▶ [Your instructions]: Would you go through the records below and copy each line with the string "have"?

▶ [Available data]:
PR #183, opened 2024-12-19
ci: disable cross-version tests in Dependabot PRs

jjohannes:
These require the 'Build software' step to write to the Gradle remote cache. But Dependabot PRs to not have write access to the cache.

I think this is a reasonable compromise as, if an updates breaks something, it is most likely in Java code.

### DIFF
--- a/.github/workflows/build.yml
+++ b/.github/workflows/build.yml
@@ -72,6 +72,7 @@ jobs:
 
   test-cross-platform:
     name: Test on ${{ matrix.os }}
+    if: ${{ github.actor != 'dependabot[bot]' }}
     needs: build
     strategy:
       matrix:


nathanklick (changes requested):
Why not just add the Gradle Cache credentials to the dependabot secrets?

jjohannes:
> Why not just add the Gradle Cache credentials to the dependabot secrets?

If that is possible, that's even besser. Can you do that @andrewb1269hg and then we can discard this PR?

andrewb1269:
> > Why not just add the Gradle Cache credentials to the dependabot secrets?
> 
> If that is possible, that's even besser. Can you do that @andrewb1269hg and then we can discard this PR?

Yes, I believe that's possible. I'll write an issue to capture this effort and we can close this PR out by tying it to the new issue.

andrewb1269:
@jjohannes I have added `GRADLE_CACHE_USERNAME` and `GRADLE_CACHE_PASSWORD` to the dependabot secrets. These should be available for usage.

jjohannes:
Thanks @andrewb1269hg. Credentials work as this PR shows https://github.com/hashgraph/hedera-cryptography/pull/175

Closing this one.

▶ [Result]:
These require the 'Build software' step to write to the Gradle remote cache. But Dependabot PRs to not have write access to the cache.
@jjohannes I have added `GRADLE_CACHE_USERNAME` and `GRADLE_CACHE_PASSWORD` to the dependabot secrets. These should be available for usage.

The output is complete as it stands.